**Task to complete**: From the entries below, return exactly the lines beginning at the one that contains "similarity (KNN) via" and ending at the one that contains "review this PR", both of them included, and only those lines.
── Entries supplied
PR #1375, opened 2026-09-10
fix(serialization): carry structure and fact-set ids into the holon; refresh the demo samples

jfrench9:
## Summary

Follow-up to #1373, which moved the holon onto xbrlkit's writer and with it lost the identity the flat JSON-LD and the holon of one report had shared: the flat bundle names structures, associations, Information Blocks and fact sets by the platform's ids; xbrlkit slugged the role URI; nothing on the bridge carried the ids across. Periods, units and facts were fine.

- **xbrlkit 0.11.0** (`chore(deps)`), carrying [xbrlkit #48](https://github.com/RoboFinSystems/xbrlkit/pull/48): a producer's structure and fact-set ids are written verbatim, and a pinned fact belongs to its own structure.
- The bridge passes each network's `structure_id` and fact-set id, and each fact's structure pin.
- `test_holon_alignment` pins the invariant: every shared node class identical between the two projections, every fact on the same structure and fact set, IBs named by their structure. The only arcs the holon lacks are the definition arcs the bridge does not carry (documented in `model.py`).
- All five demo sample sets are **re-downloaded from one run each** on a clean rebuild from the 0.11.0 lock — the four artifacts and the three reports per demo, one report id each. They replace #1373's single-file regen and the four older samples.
────
── Entries supplied
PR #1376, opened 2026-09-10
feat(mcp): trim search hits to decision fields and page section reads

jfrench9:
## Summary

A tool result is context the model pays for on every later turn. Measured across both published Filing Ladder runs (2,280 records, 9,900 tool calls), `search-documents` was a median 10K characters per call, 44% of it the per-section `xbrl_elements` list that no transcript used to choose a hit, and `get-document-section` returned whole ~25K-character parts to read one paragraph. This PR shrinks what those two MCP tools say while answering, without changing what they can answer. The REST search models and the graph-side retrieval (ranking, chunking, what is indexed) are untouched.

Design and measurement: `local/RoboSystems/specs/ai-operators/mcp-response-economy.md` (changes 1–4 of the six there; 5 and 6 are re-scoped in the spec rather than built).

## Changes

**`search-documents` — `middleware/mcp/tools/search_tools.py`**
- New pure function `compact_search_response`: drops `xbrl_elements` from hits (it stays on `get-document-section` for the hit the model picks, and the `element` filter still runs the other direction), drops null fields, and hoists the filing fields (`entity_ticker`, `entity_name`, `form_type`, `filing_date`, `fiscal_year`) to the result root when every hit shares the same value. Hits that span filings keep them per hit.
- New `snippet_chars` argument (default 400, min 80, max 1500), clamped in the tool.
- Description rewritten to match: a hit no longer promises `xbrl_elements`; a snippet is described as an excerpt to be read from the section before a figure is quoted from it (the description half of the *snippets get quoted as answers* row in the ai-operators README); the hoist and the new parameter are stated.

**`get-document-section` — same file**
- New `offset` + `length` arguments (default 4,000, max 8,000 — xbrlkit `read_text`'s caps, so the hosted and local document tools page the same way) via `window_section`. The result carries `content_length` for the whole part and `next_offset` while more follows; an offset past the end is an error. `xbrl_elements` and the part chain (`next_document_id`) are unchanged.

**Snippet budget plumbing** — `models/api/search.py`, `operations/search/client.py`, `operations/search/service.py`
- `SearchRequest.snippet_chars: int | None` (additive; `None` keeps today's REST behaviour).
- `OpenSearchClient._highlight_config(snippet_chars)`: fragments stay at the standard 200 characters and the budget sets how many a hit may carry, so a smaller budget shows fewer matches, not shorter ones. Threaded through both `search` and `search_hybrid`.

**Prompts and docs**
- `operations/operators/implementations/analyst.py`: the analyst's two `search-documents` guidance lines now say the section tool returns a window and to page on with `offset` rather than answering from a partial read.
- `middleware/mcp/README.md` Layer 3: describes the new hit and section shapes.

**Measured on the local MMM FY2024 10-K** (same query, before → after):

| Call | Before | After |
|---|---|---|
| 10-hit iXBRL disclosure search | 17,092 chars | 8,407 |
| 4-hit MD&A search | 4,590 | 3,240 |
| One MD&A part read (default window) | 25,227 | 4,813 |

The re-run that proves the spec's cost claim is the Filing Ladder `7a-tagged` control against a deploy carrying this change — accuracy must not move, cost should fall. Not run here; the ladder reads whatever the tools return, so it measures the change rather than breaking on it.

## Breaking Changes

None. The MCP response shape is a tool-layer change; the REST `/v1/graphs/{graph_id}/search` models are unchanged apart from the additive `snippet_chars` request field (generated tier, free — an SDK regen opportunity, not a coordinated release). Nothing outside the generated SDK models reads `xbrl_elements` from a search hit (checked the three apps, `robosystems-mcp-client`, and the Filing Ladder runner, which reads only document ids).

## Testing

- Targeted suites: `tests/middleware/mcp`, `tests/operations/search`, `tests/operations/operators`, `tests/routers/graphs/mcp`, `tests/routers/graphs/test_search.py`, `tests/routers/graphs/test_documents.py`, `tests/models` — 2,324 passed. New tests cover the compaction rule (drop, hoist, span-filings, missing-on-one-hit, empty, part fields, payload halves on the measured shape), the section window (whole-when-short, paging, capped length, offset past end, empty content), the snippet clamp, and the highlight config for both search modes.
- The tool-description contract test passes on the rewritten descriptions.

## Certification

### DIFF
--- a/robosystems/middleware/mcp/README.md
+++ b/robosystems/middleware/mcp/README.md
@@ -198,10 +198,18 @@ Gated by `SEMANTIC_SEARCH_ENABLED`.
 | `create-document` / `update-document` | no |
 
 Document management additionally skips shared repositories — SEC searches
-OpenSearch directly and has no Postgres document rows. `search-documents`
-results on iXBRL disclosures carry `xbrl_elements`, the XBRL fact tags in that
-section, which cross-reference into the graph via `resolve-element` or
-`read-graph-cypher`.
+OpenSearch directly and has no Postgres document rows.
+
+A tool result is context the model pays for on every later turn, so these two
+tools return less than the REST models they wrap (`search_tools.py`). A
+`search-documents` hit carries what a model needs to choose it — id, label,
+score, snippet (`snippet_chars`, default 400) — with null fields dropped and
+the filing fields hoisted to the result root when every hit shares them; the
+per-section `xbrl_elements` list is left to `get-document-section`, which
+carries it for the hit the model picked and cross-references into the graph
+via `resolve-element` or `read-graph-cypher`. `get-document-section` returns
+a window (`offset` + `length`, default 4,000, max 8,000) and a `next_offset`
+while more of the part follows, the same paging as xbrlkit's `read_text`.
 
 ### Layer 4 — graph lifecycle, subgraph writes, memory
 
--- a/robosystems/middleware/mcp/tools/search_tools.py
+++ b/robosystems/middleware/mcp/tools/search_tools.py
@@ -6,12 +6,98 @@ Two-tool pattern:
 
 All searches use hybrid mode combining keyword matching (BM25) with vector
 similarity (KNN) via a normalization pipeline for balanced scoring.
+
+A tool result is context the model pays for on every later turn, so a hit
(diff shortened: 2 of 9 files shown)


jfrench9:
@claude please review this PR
────
**Answer section**:
 similarity (KNN) via a normalization pipeline for balanced scoring.
+
+A tool result is context the model pays for on every later turn, so a hit
(diff shortened: 2 of 9 files shown)


jfrench9:
@claude please review this PR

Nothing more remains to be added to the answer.